The answer must consist of each line below that contains the word "check", copied in full.

> **RECORDED DATA**:
====
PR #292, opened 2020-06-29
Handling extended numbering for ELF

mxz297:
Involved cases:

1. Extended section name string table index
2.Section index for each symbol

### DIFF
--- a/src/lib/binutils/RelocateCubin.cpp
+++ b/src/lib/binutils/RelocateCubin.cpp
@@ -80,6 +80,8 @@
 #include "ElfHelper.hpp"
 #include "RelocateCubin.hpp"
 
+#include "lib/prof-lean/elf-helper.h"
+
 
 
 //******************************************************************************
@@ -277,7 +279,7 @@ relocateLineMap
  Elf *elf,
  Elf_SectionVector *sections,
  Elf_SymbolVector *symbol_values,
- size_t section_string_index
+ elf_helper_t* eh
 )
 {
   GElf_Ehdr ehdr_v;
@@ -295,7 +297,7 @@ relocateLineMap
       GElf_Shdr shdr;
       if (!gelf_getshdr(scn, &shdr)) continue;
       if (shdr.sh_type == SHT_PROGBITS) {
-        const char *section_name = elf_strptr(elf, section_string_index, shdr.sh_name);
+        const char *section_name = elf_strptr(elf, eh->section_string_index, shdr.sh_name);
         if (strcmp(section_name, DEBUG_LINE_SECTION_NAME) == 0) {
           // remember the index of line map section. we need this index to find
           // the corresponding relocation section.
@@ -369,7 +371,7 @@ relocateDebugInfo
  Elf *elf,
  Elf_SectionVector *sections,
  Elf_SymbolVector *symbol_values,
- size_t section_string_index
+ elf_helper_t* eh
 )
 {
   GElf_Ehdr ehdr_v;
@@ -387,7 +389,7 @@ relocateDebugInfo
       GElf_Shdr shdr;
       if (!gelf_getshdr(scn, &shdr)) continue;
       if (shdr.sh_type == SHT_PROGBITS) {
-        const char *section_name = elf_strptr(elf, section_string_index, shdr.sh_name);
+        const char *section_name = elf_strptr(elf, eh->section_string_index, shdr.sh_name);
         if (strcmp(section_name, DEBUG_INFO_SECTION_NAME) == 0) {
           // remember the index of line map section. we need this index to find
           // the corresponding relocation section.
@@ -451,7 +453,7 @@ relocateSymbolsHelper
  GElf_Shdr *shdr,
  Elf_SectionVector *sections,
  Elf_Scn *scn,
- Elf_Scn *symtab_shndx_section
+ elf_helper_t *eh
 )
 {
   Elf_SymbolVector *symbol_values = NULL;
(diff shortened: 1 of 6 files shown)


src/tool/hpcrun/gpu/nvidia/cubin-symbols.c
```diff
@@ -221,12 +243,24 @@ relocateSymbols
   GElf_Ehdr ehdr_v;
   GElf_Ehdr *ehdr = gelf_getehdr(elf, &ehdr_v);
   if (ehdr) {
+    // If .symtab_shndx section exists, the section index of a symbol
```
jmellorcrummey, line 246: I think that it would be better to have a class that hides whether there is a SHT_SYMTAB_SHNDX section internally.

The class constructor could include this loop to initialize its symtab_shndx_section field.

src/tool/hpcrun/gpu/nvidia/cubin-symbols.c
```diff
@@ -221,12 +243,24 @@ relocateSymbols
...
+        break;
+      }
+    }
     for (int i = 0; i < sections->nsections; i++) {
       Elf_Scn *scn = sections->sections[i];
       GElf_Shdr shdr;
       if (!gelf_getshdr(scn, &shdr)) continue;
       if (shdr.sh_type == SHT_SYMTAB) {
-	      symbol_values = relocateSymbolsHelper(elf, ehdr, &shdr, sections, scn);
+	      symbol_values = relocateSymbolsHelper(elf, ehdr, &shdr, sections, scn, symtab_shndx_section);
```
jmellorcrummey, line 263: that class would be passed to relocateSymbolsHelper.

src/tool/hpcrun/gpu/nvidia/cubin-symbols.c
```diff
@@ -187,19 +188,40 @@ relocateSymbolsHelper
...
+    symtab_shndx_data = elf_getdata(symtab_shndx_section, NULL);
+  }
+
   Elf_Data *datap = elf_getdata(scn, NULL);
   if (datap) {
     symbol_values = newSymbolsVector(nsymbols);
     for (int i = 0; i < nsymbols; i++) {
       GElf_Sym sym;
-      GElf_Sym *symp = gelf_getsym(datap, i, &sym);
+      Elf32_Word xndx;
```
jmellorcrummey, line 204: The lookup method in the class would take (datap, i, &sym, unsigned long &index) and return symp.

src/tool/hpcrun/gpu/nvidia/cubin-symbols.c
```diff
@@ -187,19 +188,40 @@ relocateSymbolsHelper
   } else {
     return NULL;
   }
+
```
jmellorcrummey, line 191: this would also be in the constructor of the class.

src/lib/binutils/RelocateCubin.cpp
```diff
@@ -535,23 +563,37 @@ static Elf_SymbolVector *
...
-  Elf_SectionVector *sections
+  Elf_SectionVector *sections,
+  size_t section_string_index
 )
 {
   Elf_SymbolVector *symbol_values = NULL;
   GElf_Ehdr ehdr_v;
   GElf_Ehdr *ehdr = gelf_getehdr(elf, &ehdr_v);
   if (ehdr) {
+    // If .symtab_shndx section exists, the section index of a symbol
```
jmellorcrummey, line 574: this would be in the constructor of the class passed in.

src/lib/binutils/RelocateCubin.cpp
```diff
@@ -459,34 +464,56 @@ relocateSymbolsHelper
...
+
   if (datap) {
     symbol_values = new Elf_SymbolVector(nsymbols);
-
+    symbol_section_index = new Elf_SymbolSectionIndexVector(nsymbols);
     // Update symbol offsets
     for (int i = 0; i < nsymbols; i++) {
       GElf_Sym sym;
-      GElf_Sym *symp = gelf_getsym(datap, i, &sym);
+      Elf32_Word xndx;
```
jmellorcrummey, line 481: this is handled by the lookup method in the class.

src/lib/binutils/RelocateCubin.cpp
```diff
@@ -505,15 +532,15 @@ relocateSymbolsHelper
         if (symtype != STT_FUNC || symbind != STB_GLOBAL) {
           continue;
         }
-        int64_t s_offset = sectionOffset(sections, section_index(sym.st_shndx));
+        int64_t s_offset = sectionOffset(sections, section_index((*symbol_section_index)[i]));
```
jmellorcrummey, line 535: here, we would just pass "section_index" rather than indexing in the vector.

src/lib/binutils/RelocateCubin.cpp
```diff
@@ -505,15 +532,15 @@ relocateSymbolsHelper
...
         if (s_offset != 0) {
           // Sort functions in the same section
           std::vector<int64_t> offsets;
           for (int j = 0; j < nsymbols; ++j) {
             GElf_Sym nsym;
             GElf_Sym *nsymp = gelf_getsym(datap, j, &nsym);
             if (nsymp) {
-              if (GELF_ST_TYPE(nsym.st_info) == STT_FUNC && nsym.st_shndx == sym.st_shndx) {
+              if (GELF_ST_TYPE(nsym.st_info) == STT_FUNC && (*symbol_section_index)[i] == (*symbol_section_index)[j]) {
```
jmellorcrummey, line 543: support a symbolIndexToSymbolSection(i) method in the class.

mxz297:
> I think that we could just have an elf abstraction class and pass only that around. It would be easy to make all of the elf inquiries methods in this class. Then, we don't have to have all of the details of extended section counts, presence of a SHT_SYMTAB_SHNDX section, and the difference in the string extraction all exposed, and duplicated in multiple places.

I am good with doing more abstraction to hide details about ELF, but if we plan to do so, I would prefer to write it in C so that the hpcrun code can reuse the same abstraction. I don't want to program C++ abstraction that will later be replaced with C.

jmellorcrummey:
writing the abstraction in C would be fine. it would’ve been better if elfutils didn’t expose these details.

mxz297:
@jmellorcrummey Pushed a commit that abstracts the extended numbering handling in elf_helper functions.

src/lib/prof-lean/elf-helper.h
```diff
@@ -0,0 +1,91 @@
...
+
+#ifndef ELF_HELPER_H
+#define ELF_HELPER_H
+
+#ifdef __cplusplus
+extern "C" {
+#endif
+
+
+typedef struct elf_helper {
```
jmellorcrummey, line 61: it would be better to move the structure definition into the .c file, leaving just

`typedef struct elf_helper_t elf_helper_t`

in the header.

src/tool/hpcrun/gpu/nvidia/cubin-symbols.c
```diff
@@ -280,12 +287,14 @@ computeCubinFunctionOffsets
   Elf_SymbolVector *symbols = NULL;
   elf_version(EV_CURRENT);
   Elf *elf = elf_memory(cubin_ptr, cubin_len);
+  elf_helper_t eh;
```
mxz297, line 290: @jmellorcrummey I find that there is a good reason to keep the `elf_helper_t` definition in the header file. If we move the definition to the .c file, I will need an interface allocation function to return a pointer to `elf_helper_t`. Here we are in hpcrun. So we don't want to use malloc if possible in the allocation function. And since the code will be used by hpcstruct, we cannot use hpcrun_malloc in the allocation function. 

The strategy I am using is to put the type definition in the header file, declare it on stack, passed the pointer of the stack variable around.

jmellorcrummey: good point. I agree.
====
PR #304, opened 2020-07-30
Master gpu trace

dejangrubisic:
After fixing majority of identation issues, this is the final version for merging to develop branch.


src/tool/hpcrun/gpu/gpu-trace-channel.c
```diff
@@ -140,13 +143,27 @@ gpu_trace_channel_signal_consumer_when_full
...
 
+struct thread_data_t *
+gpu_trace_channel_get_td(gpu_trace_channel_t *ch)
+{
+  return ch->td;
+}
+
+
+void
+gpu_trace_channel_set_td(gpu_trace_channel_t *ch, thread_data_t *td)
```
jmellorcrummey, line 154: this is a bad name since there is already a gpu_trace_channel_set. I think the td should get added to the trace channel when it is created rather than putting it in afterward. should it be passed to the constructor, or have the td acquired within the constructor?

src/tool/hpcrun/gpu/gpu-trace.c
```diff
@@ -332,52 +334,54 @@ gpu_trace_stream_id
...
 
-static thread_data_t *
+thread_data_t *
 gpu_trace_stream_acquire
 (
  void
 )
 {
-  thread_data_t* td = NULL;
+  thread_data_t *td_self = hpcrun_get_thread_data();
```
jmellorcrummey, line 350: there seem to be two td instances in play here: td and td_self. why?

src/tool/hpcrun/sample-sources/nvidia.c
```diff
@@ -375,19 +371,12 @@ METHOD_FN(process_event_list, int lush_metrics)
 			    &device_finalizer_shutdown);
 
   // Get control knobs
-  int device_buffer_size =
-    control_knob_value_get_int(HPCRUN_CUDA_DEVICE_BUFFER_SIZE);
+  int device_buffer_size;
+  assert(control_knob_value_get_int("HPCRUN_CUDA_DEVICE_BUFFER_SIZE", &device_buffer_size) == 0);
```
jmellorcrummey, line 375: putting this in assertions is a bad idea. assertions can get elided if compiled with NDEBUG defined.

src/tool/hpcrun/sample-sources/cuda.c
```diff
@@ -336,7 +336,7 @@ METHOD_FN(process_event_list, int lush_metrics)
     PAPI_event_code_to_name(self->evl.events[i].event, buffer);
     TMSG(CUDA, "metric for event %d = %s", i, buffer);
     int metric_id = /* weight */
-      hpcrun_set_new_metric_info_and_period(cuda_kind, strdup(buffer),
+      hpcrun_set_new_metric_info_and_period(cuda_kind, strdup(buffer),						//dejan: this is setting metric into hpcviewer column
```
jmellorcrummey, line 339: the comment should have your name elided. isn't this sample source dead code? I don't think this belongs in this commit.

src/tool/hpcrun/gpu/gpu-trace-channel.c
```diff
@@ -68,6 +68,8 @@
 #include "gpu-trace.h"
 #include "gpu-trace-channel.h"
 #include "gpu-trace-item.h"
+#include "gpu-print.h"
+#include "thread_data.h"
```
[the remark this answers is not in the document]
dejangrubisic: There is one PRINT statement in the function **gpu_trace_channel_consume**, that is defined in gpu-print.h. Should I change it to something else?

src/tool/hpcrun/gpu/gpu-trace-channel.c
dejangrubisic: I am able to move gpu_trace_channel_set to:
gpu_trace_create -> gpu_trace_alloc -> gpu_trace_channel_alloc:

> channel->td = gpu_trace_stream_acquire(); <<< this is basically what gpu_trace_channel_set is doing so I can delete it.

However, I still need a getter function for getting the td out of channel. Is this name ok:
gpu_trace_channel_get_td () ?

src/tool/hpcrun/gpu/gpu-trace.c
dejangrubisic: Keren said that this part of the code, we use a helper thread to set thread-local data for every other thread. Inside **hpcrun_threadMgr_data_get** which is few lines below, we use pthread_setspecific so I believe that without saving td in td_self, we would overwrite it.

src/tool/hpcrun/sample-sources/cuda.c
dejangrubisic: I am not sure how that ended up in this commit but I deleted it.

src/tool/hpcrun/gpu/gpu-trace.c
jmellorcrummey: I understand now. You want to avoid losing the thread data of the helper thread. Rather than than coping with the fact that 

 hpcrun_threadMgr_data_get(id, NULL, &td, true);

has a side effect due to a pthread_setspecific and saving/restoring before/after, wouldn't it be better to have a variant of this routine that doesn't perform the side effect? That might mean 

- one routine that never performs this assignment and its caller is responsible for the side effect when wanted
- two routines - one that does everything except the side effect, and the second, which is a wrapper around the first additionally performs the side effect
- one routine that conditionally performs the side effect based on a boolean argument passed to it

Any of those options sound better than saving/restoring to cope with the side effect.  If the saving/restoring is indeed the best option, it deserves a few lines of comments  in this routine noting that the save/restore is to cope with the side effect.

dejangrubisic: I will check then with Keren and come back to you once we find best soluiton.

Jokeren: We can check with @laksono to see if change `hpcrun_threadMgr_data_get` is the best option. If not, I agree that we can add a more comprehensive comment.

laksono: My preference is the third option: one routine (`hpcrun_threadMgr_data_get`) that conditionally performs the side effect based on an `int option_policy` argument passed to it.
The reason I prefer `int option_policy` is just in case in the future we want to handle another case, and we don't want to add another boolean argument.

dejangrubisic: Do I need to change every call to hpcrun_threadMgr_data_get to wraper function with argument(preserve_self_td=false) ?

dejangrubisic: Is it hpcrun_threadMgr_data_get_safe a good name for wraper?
====
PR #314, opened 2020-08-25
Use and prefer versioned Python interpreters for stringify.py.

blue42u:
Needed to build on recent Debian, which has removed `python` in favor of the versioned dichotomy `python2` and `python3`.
====
> **RESULT FOR THIS EXERCISE**:
dejangrubisic: I will check then with Keren and come back to you once we find best soluiton.
Jokeren: We can check with @laksono to see if change `hpcrun_threadMgr_data_get` is the best option. If not, I agree that we can add a more comprehensive comment.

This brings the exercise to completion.